▸ **The task**: Type out the entries again, keeping every word unchanged.

§

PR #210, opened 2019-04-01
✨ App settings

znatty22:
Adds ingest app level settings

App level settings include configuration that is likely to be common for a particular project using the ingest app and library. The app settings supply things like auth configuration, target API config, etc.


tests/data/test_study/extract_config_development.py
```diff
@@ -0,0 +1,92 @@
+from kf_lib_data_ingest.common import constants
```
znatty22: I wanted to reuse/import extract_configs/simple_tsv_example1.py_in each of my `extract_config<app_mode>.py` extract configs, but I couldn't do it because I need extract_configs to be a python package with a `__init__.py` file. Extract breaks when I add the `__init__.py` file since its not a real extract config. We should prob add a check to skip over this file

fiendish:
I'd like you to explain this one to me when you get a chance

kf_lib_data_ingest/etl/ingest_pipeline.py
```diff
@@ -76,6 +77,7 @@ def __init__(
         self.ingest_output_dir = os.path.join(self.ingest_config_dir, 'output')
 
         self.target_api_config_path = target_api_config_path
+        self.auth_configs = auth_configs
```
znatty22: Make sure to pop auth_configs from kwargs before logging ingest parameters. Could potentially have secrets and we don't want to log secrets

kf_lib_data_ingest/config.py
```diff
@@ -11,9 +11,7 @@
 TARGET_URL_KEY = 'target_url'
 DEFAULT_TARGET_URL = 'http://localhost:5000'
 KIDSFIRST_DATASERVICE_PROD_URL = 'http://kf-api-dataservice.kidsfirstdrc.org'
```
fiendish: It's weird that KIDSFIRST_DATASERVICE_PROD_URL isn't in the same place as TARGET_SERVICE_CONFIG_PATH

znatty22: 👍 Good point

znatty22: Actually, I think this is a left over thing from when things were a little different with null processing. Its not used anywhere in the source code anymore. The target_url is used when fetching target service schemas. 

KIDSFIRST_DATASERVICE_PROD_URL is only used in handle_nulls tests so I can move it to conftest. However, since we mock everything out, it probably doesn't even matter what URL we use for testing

§

▸ **Answer space**:
PR #210, opened 2019-04-01
✨ App settings

znatty22:
Adds ingest app level settings

App level settings include configuration that is likely to be common for a particular project using the ingest app and library. The app settings supply things like auth configuration, target API config, etc.


tests/data/test_study/extract_config_development.py
```diff
@@ -0,0 +1,92 @@
+from kf_lib_data_ingest.common import constants
```
znatty22: I wanted to reuse/import extract_configs/simple_tsv_example1.py_in each of my `extract_config<app_mode>.py` extract configs, but I couldn't do it because I need extract_configs to be a python package with a `__init__.py` file. Extract breaks when I add the `__init__.py` file since its not a real extract config. We should prob add a check to skip over this file

fiendish:
I'd like you to explain this one to me when you get a chance

kf_lib_data_ingest/etl/ingest_pipeline.py
```diff
@@ -76,6 +77,7 @@ def __init__(
         self.ingest_output_dir = os.path.join(self.ingest_config_dir, 'output')
 
         self.target_api_config_path = target_api_config_path
+        self.auth_configs = auth_configs
```
znatty22: Make sure to pop auth_configs from kwargs before logging ingest parameters. Could potentially have secrets and we don't want to log secrets

kf_lib_data_ingest/config.py
```diff
@@ -11,9 +11,7 @@
 TARGET_URL_KEY = 'target_url'
 DEFAULT_TARGET_URL = 'http://localhost:5000'
 KIDSFIRST_DATASERVICE_PROD_URL = 'http://kf-api-dataservice.kidsfirstdrc.org'
```
fiendish: It's weird that KIDSFIRST_DATASERVICE_PROD_URL isn't in the same place as TARGET_SERVICE_CONFIG_PATH

znatty22: 👍 Good point

znatty22: Actually, I think this is a left over thing from when things were a little different with null processing. Its not used anywhere in the source code anymore. The target_url is used when fetching target service schemas. 

KIDSFIRST_DATASERVICE_PROD_URL is only used in handle_nulls tests so I can move it to conftest. However, since we mock everything out, it probably doesn't even matter what URL we use for testing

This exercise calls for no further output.